EXERCISE BRIEF
Output only the lines of the entries that follow, starting at the one with "Issue #900, opened 2023-11-02" and running down to the one with "into smaller functions.", both included and unchanged.
========================
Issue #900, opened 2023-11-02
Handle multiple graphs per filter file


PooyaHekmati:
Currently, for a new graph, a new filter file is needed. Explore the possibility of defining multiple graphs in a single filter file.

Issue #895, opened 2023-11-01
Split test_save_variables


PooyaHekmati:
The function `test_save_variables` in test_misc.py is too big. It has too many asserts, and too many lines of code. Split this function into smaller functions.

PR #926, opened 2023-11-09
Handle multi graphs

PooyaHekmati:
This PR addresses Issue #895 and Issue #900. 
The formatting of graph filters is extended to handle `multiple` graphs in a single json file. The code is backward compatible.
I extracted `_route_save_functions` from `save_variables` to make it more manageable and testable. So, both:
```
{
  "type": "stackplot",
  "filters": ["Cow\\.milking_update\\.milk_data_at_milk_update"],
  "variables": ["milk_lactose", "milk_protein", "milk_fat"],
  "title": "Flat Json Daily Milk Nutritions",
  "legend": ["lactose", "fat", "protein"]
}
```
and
========================
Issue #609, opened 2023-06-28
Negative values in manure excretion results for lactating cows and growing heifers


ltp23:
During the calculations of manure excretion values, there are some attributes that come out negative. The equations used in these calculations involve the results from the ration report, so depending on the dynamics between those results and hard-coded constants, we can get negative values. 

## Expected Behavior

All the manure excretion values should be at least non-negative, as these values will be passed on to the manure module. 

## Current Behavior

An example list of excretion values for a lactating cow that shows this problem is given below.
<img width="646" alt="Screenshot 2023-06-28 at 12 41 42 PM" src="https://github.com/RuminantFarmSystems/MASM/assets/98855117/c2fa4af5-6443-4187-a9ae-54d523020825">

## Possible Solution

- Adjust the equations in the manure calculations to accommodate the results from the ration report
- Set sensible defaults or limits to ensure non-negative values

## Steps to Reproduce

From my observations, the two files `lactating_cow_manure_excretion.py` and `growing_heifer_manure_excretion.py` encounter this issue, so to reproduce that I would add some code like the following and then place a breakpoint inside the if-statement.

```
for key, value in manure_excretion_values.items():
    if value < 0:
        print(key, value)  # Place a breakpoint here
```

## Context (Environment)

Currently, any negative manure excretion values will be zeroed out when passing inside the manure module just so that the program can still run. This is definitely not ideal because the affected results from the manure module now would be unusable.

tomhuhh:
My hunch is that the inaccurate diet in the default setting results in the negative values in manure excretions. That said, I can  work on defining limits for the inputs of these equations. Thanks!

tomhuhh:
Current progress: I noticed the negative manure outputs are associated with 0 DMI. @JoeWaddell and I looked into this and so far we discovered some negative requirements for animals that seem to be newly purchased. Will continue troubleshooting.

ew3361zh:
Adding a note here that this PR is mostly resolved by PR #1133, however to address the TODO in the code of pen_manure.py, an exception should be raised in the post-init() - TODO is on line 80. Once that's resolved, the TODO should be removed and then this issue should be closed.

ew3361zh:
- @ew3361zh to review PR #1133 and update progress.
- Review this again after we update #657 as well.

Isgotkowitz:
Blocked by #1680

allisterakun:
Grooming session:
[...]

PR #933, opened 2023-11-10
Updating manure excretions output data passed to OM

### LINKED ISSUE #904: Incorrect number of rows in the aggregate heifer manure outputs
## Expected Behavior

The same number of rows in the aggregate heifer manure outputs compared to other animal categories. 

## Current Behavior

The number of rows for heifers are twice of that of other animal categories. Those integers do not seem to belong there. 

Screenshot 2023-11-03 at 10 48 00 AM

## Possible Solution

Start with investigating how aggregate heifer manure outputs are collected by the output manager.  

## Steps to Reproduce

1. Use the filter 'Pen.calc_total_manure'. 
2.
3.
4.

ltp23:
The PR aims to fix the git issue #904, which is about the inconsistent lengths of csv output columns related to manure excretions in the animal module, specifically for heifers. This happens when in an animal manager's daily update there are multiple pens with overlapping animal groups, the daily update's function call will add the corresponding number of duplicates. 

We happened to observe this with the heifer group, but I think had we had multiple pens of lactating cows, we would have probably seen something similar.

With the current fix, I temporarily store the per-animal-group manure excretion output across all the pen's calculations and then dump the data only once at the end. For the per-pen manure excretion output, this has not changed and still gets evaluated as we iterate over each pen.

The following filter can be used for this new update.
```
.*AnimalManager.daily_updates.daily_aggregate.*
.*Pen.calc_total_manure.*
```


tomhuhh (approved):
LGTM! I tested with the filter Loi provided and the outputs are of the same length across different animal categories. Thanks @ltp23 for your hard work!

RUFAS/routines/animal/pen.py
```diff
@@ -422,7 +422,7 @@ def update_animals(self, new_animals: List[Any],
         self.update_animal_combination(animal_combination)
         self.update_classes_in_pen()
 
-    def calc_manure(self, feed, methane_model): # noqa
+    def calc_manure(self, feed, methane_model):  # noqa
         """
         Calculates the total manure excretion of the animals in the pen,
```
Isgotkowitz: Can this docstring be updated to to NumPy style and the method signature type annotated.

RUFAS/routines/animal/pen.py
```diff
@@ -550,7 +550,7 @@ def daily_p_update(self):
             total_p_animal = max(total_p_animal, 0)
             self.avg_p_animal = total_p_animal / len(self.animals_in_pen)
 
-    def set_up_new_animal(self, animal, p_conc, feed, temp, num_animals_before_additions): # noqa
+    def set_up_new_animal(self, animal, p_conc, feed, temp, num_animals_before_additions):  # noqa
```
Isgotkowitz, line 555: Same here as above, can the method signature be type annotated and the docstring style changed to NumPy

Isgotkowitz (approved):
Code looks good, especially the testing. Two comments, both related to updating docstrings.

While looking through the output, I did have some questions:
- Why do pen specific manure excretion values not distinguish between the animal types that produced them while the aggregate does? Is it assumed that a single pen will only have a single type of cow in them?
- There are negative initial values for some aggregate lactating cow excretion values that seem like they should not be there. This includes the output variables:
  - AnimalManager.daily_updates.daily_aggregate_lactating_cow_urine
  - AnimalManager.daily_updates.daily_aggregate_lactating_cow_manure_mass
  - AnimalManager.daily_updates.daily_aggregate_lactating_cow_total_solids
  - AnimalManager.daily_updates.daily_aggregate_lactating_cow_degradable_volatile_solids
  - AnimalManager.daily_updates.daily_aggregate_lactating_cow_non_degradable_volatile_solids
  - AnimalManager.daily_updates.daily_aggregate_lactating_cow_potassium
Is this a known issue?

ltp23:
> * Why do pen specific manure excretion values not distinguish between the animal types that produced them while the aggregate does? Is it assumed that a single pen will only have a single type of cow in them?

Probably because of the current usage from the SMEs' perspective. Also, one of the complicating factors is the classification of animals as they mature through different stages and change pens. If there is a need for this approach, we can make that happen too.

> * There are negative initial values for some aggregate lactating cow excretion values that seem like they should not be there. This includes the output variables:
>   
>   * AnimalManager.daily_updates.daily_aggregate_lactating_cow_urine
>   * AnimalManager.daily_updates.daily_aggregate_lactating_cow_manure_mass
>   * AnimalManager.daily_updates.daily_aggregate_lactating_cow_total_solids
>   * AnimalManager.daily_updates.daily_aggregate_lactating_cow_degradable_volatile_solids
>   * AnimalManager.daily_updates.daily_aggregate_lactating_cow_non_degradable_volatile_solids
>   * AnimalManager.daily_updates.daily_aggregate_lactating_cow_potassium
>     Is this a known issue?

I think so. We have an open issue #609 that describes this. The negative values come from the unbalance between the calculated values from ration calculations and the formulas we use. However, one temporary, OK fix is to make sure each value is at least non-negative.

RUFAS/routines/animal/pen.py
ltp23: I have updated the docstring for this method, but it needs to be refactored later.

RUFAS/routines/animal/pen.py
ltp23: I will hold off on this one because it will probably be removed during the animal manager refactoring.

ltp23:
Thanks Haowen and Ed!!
========================
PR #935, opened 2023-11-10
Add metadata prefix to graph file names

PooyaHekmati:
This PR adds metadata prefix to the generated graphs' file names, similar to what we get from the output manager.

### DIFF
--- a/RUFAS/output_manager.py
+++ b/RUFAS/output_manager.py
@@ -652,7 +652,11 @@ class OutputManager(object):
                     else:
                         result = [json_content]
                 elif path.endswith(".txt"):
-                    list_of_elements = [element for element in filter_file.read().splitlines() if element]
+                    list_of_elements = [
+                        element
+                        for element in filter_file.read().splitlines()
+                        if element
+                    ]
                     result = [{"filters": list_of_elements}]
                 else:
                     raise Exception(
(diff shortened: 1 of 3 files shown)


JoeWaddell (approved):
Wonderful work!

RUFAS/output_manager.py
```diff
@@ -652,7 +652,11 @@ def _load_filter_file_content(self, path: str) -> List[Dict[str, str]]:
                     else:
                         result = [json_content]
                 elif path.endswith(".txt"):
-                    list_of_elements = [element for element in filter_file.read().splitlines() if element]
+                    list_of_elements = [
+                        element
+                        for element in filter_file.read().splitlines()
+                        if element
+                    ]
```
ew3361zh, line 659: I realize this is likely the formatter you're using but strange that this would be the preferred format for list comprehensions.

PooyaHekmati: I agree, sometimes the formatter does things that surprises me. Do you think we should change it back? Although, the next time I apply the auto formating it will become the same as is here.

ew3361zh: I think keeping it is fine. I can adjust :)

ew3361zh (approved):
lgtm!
========================
RESPONSE BELOW
Issue #900, opened 2023-11-02
Handle multiple graphs per filter file


PooyaHekmati:
Currently, for a new graph, a new filter file is needed. Explore the possibility of defining multiple graphs in a single filter file.

Issue #895, opened 2023-11-01
Split test_save_variables


PooyaHekmati:
The function `test_save_variables` in test_misc.py is too big. It has too many asserts, and too many lines of code. Split this function into smaller functions.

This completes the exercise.